#### Task material

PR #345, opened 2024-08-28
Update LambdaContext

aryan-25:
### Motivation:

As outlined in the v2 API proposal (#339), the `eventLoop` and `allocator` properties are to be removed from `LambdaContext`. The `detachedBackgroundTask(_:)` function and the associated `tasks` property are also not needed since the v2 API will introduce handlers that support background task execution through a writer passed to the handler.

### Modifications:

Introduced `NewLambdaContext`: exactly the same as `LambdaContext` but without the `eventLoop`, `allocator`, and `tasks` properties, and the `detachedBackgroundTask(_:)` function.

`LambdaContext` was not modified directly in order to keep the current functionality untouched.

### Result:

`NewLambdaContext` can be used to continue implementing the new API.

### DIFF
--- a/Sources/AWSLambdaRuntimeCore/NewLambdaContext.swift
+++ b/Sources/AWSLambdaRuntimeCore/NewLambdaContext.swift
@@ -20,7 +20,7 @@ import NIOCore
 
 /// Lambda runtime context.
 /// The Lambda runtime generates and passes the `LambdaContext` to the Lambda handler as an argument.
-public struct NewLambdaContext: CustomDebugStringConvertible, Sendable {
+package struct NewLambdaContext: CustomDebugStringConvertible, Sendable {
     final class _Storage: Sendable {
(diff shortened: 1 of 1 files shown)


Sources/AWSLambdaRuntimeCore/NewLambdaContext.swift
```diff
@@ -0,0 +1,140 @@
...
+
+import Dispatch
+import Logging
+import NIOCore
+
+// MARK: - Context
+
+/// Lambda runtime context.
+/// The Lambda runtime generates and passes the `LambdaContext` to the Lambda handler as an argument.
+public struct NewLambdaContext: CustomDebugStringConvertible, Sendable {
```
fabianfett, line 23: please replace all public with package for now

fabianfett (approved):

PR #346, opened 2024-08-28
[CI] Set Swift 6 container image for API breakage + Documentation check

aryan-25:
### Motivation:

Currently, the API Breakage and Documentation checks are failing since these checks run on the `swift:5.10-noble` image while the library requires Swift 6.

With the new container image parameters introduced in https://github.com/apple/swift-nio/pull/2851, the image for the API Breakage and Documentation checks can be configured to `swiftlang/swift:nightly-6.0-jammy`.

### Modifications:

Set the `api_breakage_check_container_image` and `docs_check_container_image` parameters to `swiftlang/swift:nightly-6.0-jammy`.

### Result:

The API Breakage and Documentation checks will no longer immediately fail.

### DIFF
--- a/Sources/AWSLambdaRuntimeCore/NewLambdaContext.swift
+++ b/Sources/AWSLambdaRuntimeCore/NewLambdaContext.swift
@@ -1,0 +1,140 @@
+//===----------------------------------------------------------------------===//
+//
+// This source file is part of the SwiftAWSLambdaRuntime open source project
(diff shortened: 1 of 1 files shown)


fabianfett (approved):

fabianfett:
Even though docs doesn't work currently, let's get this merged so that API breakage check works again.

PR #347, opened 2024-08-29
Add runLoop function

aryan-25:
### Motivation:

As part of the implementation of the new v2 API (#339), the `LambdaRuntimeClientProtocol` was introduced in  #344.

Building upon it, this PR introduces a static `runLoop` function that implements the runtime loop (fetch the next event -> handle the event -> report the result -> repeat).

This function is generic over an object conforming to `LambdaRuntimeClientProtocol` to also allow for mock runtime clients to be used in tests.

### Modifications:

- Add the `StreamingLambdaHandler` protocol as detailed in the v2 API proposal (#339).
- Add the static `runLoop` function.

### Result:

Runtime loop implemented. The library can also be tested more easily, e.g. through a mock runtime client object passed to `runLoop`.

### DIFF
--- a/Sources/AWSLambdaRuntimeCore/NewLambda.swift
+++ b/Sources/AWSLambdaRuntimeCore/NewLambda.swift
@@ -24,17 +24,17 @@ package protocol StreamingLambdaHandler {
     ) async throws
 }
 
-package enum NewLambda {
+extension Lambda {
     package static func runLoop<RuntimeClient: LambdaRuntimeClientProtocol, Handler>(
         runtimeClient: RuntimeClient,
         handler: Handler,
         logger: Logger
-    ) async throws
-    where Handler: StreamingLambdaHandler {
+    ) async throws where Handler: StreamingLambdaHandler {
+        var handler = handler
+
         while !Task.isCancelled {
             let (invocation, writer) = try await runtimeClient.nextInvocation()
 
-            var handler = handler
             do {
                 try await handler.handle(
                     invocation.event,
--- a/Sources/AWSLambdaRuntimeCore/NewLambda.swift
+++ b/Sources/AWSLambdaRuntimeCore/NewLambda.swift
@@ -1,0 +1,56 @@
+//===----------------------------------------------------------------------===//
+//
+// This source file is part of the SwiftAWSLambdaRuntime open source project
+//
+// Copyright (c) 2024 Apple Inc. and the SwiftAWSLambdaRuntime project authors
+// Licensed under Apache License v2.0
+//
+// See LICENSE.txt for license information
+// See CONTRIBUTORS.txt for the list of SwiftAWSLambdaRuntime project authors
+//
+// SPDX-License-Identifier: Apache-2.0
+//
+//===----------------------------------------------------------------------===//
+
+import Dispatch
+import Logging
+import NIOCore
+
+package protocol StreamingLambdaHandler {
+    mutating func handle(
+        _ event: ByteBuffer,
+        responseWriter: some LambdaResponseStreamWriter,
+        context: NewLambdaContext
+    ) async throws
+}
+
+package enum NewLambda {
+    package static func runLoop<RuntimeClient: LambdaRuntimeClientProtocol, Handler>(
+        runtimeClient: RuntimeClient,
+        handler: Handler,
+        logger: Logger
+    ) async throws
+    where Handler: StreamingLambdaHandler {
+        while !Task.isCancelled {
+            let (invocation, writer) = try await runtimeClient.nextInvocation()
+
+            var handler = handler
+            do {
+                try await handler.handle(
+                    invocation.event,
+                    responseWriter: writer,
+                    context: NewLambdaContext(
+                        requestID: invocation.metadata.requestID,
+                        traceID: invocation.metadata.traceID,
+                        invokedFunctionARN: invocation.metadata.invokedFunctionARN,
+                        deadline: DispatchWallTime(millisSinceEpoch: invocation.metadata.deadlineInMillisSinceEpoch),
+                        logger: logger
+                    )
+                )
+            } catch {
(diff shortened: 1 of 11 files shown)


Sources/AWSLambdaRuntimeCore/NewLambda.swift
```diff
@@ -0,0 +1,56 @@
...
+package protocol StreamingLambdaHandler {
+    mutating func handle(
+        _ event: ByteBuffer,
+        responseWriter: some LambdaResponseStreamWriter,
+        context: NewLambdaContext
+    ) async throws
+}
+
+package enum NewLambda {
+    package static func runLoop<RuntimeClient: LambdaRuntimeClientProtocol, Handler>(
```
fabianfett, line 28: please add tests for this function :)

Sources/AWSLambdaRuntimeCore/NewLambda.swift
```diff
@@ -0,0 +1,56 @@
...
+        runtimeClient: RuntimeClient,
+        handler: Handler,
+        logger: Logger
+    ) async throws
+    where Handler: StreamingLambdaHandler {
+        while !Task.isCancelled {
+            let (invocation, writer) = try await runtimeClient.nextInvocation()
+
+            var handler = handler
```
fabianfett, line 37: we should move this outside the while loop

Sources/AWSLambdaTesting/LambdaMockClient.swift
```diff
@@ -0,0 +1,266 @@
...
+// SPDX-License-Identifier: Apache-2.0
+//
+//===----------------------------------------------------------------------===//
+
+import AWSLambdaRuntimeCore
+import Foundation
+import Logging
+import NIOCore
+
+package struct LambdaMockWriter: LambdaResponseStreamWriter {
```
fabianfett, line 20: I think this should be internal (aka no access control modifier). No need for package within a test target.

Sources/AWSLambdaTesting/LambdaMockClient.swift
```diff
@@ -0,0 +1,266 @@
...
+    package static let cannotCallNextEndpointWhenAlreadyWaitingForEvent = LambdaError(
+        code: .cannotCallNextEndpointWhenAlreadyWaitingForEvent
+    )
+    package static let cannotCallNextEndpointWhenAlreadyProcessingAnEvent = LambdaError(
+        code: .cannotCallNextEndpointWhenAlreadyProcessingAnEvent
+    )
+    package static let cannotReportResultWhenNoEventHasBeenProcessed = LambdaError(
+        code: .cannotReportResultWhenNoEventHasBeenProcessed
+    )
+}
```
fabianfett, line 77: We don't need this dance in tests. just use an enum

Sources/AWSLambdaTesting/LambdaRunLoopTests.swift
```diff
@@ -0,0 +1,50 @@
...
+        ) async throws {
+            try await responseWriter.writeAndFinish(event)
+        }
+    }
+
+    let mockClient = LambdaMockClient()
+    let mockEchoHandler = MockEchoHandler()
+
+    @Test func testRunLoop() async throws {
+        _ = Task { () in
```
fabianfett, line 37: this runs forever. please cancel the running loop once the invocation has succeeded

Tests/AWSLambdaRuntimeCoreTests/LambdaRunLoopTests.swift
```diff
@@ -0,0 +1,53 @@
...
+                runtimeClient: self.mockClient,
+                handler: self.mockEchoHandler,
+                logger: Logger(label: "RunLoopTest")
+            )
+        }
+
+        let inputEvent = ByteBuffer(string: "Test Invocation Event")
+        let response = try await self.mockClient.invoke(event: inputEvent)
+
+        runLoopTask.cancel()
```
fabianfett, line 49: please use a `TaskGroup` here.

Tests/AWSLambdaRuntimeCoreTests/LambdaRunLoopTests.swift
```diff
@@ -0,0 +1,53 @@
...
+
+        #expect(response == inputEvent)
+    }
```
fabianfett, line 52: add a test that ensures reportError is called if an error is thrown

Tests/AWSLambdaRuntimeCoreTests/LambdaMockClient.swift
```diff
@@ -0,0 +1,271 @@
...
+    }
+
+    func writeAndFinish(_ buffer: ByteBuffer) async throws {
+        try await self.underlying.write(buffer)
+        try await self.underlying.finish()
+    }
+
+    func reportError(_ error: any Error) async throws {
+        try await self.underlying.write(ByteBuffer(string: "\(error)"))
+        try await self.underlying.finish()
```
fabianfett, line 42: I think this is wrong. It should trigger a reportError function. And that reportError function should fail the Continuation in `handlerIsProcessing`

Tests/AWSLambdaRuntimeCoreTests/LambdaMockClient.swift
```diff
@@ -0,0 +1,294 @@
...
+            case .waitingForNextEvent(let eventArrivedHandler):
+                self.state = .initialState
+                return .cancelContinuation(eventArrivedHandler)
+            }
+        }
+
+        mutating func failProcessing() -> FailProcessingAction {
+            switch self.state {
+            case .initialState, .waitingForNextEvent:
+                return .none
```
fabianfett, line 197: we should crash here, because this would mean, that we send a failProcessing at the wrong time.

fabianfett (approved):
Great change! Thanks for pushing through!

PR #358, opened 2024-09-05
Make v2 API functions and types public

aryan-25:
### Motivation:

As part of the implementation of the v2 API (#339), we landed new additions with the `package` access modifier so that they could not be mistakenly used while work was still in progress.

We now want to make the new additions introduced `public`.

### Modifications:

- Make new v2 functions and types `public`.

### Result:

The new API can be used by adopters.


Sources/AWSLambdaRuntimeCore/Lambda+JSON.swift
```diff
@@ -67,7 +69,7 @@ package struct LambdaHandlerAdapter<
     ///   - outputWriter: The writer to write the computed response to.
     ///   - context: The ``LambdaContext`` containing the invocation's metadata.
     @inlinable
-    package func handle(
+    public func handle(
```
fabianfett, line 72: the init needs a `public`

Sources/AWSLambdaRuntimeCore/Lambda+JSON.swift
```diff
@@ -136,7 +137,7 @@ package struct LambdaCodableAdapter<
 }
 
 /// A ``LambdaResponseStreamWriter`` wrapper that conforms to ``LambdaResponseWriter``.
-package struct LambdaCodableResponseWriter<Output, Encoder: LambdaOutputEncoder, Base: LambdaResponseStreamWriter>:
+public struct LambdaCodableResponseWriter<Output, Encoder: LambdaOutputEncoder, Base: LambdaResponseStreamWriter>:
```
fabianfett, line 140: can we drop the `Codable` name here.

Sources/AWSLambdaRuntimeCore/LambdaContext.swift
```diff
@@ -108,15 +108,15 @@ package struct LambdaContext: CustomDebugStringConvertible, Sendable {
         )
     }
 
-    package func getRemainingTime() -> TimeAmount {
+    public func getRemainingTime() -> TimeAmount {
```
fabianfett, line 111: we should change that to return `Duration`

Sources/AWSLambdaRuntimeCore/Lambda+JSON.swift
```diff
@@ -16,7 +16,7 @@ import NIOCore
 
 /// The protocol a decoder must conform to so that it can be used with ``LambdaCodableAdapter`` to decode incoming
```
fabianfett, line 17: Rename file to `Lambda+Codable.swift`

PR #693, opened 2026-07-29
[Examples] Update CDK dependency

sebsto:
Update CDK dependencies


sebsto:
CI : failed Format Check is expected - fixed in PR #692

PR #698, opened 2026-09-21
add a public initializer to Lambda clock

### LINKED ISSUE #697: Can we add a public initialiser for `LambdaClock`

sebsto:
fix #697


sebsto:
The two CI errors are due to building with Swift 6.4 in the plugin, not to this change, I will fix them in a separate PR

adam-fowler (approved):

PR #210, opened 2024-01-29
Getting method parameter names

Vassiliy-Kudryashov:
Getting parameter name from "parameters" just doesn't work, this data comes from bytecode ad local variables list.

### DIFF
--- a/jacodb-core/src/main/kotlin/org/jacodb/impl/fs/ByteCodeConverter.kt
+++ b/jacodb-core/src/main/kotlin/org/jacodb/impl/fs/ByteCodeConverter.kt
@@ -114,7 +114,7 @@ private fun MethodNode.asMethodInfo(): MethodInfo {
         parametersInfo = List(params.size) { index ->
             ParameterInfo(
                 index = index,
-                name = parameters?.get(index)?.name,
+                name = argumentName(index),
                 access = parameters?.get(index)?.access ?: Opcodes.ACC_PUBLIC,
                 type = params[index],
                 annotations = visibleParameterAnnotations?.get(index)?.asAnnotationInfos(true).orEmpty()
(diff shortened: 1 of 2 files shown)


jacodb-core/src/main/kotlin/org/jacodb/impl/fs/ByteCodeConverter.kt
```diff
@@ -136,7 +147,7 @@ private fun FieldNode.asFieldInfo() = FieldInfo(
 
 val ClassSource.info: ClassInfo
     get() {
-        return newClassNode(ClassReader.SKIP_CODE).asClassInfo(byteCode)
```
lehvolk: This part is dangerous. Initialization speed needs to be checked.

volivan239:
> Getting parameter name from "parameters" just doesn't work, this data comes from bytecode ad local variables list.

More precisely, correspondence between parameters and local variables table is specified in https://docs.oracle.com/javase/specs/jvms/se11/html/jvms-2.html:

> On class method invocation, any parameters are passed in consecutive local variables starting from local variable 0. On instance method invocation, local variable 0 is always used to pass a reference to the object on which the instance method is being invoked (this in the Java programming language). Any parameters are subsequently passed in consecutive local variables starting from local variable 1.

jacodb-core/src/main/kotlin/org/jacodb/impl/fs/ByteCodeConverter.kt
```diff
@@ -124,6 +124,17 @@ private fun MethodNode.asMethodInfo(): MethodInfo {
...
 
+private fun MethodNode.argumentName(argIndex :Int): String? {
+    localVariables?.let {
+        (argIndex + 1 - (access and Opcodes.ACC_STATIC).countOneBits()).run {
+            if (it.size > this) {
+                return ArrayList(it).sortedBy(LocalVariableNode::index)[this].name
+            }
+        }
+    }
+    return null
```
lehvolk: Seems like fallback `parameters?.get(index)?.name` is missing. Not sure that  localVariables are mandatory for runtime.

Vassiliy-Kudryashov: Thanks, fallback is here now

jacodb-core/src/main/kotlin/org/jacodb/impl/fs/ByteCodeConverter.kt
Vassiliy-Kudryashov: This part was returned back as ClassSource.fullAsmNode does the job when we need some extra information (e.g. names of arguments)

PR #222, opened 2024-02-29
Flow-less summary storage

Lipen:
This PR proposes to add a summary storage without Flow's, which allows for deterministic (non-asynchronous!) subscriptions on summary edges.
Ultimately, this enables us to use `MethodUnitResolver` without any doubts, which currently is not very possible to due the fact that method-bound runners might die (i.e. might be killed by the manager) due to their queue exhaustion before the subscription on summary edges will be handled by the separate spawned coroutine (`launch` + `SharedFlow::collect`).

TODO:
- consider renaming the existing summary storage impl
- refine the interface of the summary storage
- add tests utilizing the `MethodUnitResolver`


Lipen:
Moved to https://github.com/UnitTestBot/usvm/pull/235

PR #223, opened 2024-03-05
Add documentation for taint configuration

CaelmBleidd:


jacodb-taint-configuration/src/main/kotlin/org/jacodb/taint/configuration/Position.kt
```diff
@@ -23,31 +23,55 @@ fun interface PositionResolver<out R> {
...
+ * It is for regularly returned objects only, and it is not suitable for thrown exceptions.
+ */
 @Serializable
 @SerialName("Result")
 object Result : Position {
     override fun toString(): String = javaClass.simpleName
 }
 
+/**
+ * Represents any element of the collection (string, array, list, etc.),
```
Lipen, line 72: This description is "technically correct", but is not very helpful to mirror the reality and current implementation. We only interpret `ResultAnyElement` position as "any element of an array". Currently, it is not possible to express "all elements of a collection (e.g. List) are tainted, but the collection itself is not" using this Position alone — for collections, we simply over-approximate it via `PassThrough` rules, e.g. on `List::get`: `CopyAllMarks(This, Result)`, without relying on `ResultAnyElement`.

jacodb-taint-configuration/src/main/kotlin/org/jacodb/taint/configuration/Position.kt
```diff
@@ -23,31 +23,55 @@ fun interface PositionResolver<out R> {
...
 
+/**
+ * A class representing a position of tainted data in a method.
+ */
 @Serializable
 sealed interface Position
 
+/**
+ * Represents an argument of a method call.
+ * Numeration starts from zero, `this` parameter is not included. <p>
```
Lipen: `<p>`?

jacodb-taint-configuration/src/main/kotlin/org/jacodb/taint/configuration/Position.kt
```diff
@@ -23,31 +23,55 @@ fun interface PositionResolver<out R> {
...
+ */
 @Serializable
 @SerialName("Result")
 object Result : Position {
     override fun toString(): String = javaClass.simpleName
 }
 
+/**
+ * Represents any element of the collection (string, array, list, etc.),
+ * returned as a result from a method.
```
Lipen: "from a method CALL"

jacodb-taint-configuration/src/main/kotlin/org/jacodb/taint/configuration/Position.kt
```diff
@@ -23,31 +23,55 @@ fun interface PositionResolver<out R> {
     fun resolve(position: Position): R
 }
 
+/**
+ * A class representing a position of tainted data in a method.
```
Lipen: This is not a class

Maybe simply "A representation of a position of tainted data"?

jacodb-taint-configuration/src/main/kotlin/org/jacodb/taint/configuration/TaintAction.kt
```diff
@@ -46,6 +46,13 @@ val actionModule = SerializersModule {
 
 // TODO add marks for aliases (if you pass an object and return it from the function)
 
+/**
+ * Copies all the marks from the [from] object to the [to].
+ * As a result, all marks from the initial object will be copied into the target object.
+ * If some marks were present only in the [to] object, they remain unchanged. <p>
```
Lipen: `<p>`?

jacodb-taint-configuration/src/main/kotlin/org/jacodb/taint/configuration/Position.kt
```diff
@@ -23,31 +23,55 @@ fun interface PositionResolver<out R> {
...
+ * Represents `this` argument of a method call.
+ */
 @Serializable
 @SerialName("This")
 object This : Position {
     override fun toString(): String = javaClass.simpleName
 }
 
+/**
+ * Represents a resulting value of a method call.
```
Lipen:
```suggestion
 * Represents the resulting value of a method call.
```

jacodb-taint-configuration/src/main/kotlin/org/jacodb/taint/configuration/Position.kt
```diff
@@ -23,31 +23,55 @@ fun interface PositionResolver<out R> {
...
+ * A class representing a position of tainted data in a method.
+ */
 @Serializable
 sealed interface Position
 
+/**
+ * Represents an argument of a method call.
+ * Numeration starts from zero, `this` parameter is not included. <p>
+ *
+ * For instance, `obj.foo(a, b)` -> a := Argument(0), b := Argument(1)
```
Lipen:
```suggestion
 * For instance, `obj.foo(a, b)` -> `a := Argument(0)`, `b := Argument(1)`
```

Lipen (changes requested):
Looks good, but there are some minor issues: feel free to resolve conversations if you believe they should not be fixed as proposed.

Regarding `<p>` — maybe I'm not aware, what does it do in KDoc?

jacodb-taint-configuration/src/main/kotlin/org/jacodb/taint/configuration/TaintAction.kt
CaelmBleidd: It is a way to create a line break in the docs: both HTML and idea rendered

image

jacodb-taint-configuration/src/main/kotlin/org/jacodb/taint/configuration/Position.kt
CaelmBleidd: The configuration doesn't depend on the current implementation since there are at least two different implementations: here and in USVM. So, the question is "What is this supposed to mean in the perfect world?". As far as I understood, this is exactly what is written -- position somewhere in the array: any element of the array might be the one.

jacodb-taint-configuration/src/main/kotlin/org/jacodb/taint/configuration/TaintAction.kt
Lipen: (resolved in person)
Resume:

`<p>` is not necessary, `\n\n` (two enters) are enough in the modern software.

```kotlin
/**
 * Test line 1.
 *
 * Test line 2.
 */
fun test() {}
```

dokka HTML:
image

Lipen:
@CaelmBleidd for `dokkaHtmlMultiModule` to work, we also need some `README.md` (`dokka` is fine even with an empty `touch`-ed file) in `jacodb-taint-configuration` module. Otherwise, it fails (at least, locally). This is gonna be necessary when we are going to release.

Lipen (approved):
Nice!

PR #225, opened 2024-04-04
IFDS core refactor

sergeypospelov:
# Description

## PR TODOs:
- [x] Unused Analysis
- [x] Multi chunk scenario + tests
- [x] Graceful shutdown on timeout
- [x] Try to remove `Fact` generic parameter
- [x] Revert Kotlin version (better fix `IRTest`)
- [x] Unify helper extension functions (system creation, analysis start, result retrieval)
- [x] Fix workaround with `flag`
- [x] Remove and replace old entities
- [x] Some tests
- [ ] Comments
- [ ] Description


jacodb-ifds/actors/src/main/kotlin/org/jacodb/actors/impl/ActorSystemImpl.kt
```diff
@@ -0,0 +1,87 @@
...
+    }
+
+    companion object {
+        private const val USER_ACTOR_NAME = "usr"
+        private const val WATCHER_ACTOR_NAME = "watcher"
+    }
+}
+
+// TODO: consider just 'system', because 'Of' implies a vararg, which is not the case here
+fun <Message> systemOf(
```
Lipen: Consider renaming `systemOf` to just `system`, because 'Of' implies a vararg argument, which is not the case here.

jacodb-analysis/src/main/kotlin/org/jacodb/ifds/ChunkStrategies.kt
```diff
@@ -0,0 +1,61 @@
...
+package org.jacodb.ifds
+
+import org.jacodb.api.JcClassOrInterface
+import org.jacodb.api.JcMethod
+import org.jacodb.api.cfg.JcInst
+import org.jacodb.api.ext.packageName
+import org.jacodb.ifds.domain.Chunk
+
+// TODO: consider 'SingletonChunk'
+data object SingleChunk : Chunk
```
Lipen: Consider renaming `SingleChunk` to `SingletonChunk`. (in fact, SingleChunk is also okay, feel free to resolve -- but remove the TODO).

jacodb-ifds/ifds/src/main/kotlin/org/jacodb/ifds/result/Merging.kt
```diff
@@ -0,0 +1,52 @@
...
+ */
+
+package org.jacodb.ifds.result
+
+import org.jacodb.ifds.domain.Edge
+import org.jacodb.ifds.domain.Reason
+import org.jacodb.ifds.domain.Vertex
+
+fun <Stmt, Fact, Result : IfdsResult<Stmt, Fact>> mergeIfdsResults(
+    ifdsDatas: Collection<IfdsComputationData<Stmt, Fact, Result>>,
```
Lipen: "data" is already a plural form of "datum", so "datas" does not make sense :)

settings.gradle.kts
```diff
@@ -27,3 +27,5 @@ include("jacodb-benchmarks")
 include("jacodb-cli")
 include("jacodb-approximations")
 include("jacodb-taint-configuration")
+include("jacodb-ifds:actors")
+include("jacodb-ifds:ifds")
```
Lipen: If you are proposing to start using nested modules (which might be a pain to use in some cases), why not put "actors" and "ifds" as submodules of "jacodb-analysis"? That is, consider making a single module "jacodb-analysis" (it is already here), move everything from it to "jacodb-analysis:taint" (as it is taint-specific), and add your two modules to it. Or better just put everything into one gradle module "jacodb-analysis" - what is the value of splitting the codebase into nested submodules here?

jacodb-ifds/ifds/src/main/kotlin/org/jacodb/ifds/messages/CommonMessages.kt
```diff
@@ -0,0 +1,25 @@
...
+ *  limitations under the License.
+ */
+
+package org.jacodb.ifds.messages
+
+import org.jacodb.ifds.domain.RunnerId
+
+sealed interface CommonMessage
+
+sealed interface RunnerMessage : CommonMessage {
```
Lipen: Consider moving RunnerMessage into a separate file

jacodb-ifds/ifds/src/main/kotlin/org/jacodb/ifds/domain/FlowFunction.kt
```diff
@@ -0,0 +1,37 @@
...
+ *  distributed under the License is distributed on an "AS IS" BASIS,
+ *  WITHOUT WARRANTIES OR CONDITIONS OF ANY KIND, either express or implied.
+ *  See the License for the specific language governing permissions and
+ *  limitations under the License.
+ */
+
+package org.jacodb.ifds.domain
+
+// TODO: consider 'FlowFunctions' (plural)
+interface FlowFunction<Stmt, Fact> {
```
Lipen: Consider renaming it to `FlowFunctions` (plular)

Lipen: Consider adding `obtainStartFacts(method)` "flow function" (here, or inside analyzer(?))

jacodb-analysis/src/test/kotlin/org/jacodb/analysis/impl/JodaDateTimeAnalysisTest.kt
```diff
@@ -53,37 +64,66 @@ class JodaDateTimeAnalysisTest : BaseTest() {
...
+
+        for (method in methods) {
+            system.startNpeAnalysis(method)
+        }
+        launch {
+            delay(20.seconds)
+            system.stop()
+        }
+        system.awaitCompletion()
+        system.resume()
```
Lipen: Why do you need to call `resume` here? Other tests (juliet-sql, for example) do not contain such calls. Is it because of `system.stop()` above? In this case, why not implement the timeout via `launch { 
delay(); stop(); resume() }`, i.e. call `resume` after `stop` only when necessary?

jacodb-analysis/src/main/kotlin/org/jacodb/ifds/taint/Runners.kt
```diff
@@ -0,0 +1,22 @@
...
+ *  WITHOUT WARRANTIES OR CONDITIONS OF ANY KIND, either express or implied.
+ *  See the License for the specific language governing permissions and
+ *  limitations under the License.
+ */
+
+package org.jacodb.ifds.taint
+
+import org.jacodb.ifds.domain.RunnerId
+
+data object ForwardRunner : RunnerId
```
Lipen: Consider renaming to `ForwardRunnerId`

########

**Assigned task:**
Filter on the word "messages": copy each matching line from the entries above.

**Reply to the task:**
jacodb-ifds/ifds/src/main/kotlin/org/jacodb/ifds/messages/CommonMessages.kt
+package org.jacodb.ifds.messages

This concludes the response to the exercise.